Mnuchin: Cybersecurity a bigger concern than AI

US treasury secretary Steven Mnuchin has said that cybersecurity is his primary concern and represents the greatest threat to the financial sector.

In an interview given to media company Axios, Mnuchin said that ensuring a “safe and sound financial sector” requires cooperation and investment from the various financial regulators and that he wants regulatory agencies to focus on incorporating cybersecurity in all oversight responsibilities.

He added that in his meetings with foreign leaders since the Trump administration took office have also focused largely on combating money laundering and other illicit activities.

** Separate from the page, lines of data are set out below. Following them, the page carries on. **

PR #6669, opened 2018-01-05
fix #6667 aliased posix commands

### LINKED ISSUE #6667: Source activation for anaconda python environments no longer working (Mac)
The source activate command in conda is suddenly no longer working for me. When I type `source activate py3` in my Mac terminal, I get this error `-bash: _conda_activate: command not found`.

I recently created a new conda environment for TabPy (Tableau python server); I'm not sure if that changed anything. I have checked that the conda environments I'm trying to activate exist by using `conda info --envs`, here is that output:

```
# conda environments:
#
base                  *  /Users/applemacbook/anaconda
Tableau-Python-Server     /Users/applemacbook/anaconda/envs/Tableau-Python 
Server
py3                      /Users/applemacbook/anaconda/envs/py3
```

I already have the following in my bash profile from my initial installation of anaconda awhile ago `export PATH="/Users/applemacbook/anaconda/bin:$PATH"`.

Here is some additional information: The output of `which conda` is `/Users/applemacbook/anaconda/bin/conda`. The output of `type source` is `source is a shell builtin`. The output of `which activate` is `/Users/applemacbook/anaconda/bin/activate`. My conda version is conda 4.4.6

kalefranz:
fix #6667

This PR fixes #6667 caused by aliased posix commands.  It also dumps the complex and buggy logic to support the error message about `activate` needing to be sourced rather than executed.  With the `conda activate` command out in the wild and functioning well, there isn't as much need for that message any longer.


mbargull:
I just tried out some more stupid `alias`es:
Turns out, the user could also alias `if`, `then`, `fi`, `case`, `[`, `local`, `return` 😆

conda/shell/bin/activate
```diff
@@ -1,65 +1,2 @@
...
-if ! _conda_script_is_sourced; then
-    (
-      >&2 echo "Error: activate must be sourced. Run 'source activate envname'"
-      >&2 echo "instead of 'activate envname'."
-    )
-    exit 1
-fi
-
-_conda_set_vars
-. "$_CONDA_ROOT/etc/profile.d/conda.sh" || return $?
```
mbargull: I really like this change due to its simplifications! Since `_CONDA_ROOT` is added on installation, this is really as minimal as it gets 😄.
I'd like to suggest to remove the `chmod +x` commands on `activate`/`deactivate` in `utils/functions.sh`. That way the user should get at least a `command not found` message when they try to run them without `source` and know they've done something wrong.

kalefranz: I guess `source` uses the `PATH` env var to find its scripts?

mbargull: I believe so.

kalefranz:
> Turns out, the user could also alias `if`, `then`, `fi`, `case`, `[`, `local`, `return`

Probably `shift` too?  Who knows what else...

I think I'll cover `local`, `return`, and `case` at least.  Let's see how far that gets us.  If we have more problems, we'll just do the whole thing...

mbargull:
Ah yes, `shift` too!

kalefranz:
... and `else`, and `in`, and ... omg

kalefranz:
And *this* is why we keep the actual shell code and shenanigans to a minimum!

mbargull:
Damn, I also tried `shift`, `else`, `in` before but just didn't include those in my list somehow.
Though, aliasing `in` should be fine since it only gets used in a `case` command but isn't one of its own.

> And this is why we keep the actual shell code and shenanigans to a minimum!

Yep, really glad you were able to move so much to the Python side!

mbargull:
Wait, what?? You can `alias case=...` but it's not possible to use `\case`??!! Oh my....

kalefranz:
Yeah it looks that way

kalefranz:
@mbargull Does this PR look good to you now?

utils/functions.sh
```diff
@@ -182,13 +182,15 @@ install_conda_shell_scripts() {
         echo "#!/bin/sh" > "$prefix/$BIN_DIR/activate"
         echo "_CONDA_ROOT=\"\$(cygpath '$WIN_PREFIX')\"" >> "$prefix/$BIN_DIR/activate"
         cat "$src_dir/conda/shell/bin/activate" >> "$prefix/$BIN_DIR/activate"
-        chmod +x "$prefix/$BIN_DIR/activate"
+        # chmod +x "$prefix/$BIN_DIR/activate"
+        # we no longer set activate as executable, to ensure that it is being sourced
```
mbargull: The same changes should also be applied to the non-Windows case below

kalefranz: Done!

kalefranz:
rebased...

mingwandroid:
Let's see how this goes. I like the cleanup.

PR #6710, opened 2018-01-10
unexpected token in conda.bat

### LINKED ISSUE #6704: Installation with spaces// Anaconda prompt stop responding after updating conda.
_From @Usama23 on January 10, 2018 12:29_

OS: Windows
Anaconda2/3- 5.0.1
Anaconda Navigator 1.6.12

**Steps to Reproduce:**

1: Download and install anaconda with single space (single User/ All User).
2: From anaconda prompt update conda to latest version (4.4.7) .
3: Open another anaconda prompt.

**Actual Result:**

A weird statement appear on the start of prompt and then nothing works on that newly open prompt.

``` 
> was unexpected at this time.
C:\Users\tester>@IF NOT ""=="" @chcp  > NUL
```
screenshot_767
screenshot_768
screenshot_769

_Copied from original issue: ContinuumIO/anaconda#1175_

kalefranz:
fix #6704

@mbargull Could I get your eyes on this one if you have a moment?  Don't want to mess this one up again if I can help it.


mbargull:
The existing code looks fine and but the changes are wrong..
No idea what caused #6704, sorry.

kalefranz:
What the heck I know I tested this.  And now testing again, I'm getting a different result.  So based on this, yeah, I think the original is correct and something else is happening.

```
(base) c:\>echo %CONDA_SHLVL%
1

(base) c:\>echo "%CONDA_SHLVL%"
"1"

(base) c:\>IF %CONDA_SHLVL%=="1" echo "yes!"

(base) c:\>IF "%CONDA_SHLVL%"=="1" echo "yes!"
"yes!"

```

kalefranz:
I think there's a solution [here](https://ss64.com/nt/if.html) with `IF DEFINED`

mbargull:
When I (am forced to) write `.bat` files from scratch, I usually remember `defined` -- but so many times I forget that one...
So, I think it is good to use `defined` here, but I'm inclined to believe something else in #6704 might not be right as I still don't see why the original code failed..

Last October, the US federal banking agencies issued an advanced notice of proposed rulemaking (ANPR) on enhanced cyber risk standards for certain large financial institutions.  While it represented a move nearer a coordinated approach to cybersecurity regulation among financial regulators, it is unclear whether the ANPR will progress to a formal proposal under the Trump administration.

A three-month period for responses to the cybersecurity ANPR was extended for a further five weeks to run to February 17 2017.

In the interview, Mnuchin also dismissed fears that artificial intelligence (AI) could be about to make many US jobs redundant and that it could take 50 to 100 years before this became a real concern

“I think that is so far in the future – in terms of AI taking over American jobs – I think we’re so far away from that that,” he said. “Not even on my radar screen.”

However, a report issued by the outgoing Obama administration last December forecast that AI-driven automation is likely to transform the US economy as intelligent applications replace human labour in sectors such as transportation, healthcare, finance and defence.

The report cited an estimate by the Organisation for Economic Cooperation and Development (OECD) that 9% of US jobs are at risk of being entirely displaced by AI.

“If these estimates of threatened jobs translate into job displacement, millions of Americans will have their livelihoods significantly altered and potentially face considerable economic challenges in the short-and medium-term,” the report’s authors noted.

A more recent report issued this month by PricewaterhouseCoopers (PwC) suggested that within the next 15 years, close to 40% of US jobs could be lost to automation.